No one looked twice at a person doing a menial job, which a lesser man might have resented. The man who would come to be called Robert Hawkins had a job to do, which afforded him no luxury for resentment. He opened car doors, closed them again, took keys and drove cars short distances only to drive them back again. He walked back and forth pushing a lawnmower over an expanse of grass that needed to be cut half as often as it was. He reached into a pool drain and swirled his hand around until the last of the accumulated gunk was clear. It was a circular motion, a holding pattern until he received further instructions.
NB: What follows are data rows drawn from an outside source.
PR #7481, opened 2021-06-15
[DQT] performance modifications to data table for DQT only.

maltheism:
## Brief summary of changes

@ridz1208 encountered a few performance issues with the DQT "generating the table" after the query is run while testing CBIGR's dataset.

We found a lot of issues with how react would re-render the table multiple times after the table was rendered but the user clicked other options in the DQT, how some of the table "filtering" code was causing extra time spent when the DQT doesn't need filtering like other modules of LORIS, some of the regex was causing a lot of time wasted for generating the table and a few loops in the foregoing mentioned types of code was removed while making the performance better. It feels like a good idea to have a separate table of cleaned up code that's specifically for the DQT module and that's stripped of things not needed for the DQT while making the performance better but also with the goal of making it easier to maintain for the DQT with performance in mind.

1. Setup DQT with a complicated query.
2. run the query.
3. click options around the DQT (performance shouldn't be effected).
4. the table after running the query should be rendered fast.


driusan (dismissed):
Why is this adding another new table class? What is the difference between it and the old one?

driusan:
Yes, it should be modified by a prop, not copy/pasted into a different file.

maltheism:
Hi @driusan, I added prop for using the existing StaticDataTable.

maltheism:
@driusan it's ready for you

driusan:
@xlecours can you re-test? I looked it over with `?w=1` and it looked fine, but it should probably be re-tested. If you confirm it's still working I'll merge.

xlecours (approved):
The DQT still works. The table rendering is smooth. 
I did not look at the code neither checks if new bugs were nintroduced.

PR #7484, opened 2021-06-16
[Instrument] Add support for jsonData instrument in clearInstrument function

### LINKED ISSUE #7465: Clear Instrument fails with jsonData=true
When data is saved in an instrument with jsonData=true (ie it's saved in the flag table instead of an instrument table) `NDB_BVL_Instrument->clearInstrument()` throws an exception. ClearInstrument attempts to update the (non-existant) table.

In particular, this happens with the API handling a `PUT` request (since it tries to clear the old data before saving the new data).

The function should have an if statement to update the appropriate flag or instrument table based on the jsonData property.

ridz1208:
## Brief summary of changes

`clearInstrument` Function gives an error when the instrument has jsonData enabled. this fix adds support for clearInstrument by clear the data from the proper location

PS, make sure to ignore white spaces changes as most changes here are just indentation

1. use the API to save an instrument

* Resolves #7465

### DIFF
--- a/php/libraries/NDB_BVL_Instrument.class.inc
+++ b/php/libraries/NDB_BVL_Instrument.class.inc
@@ -2300,29 +2300,33 @@ abstract class NDB_BVL_Instrument extends NDB_Page
         $config   = NDB_Config::singleton();
         $db       = Database::singleton();
         $dbconfig = $config->getSetting('database');
-        $columns  = $db->pselect(
-            "SELECT COLUMN_NAME FROM information_schema.columns
+        if ($this->jsonData) {
+            $db->update('flag', ['Data'=>null], ['CommentID' => $this->commentID]);
+        } else {
+            $columns = $db->pselect(
+                "SELECT COLUMN_NAME FROM information_schema.columns
             WHERE TABLE_NAME=:table AND TABLE_SCHEMA=:db",
-            array(
-                'table' => $this->table,
-                'db'    => $dbconfig['database'],
-            )
-        );
+                array(
+                    'table' => $this->table,
+                    'db'    => $dbconfig['database'],
+                )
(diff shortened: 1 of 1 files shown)


GabrielPelletier:
Tested this on MCNRR and it all looks good.

php/libraries/NDB_BVL_Instrument.class.inc
```diff
@@ -2300,29 +2300,33 @@ abstract class NDB_BVL_Instrument extends NDB_Page
         $config   = NDB_Config::singleton();
         $db       = Database::singleton();
         $dbconfig = $config->getSetting('database');
-        $columns  = $db->pselect(
-            "SELECT COLUMN_NAME FROM information_schema.columns
+        if ($this->jsonData) {
+            $db->update('flag', ['Data'=>null], ['CommentID' => $this->commentID]);
```
driusan, line 2304: Shouldn't this update be unconditional? The `Data` column in the flag table exists regardless of whether jsonData is true or not, and the update when saving data in `_save` isn't conditional.

ridz1208: You are correct. Ma bad

ridz1208:
@driusan changes done

GabrielPelletier:
Re-tested after the changes with MCNRR and it works alright.

driusan (approved):
I can settle for the downgrade from "good" to "alright" if it means it's ready to merge.

ridz1208:
@driusan I think we should merge before @GabrielPelletier takes it from "alright" to "its not bad"

GabrielPelletier:
I like a bit of variation; it makes for richer github Conversations, literature-wise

One day there was a man in a black coat that was too warm for the season standing under the trees at the edge of the property. He nodded, and disappeared into the gazebo.

There was no need for words. Everything that he needed to know had been told before he had been sent on the assignment, so when he walked back around to the back of the house it was with purpose and deliberation.

The supposed master of the house was doing laps in the pool, back and forth, more circular motion. He was killing time at this hour like he always did, and ignoring the pool guy with the casual arrogance of the rich enough to lord it over someone.

All he had to do was say he thought he saw something in the filter, a dead rodent, and the man was out of the pool like a missile erupting from the water. He pretended to fish around in the filter for a second, pulled out a mess of leaves and fur that looked like a decaying creature and offered to show it to the boss who recoiled in predictable disgust.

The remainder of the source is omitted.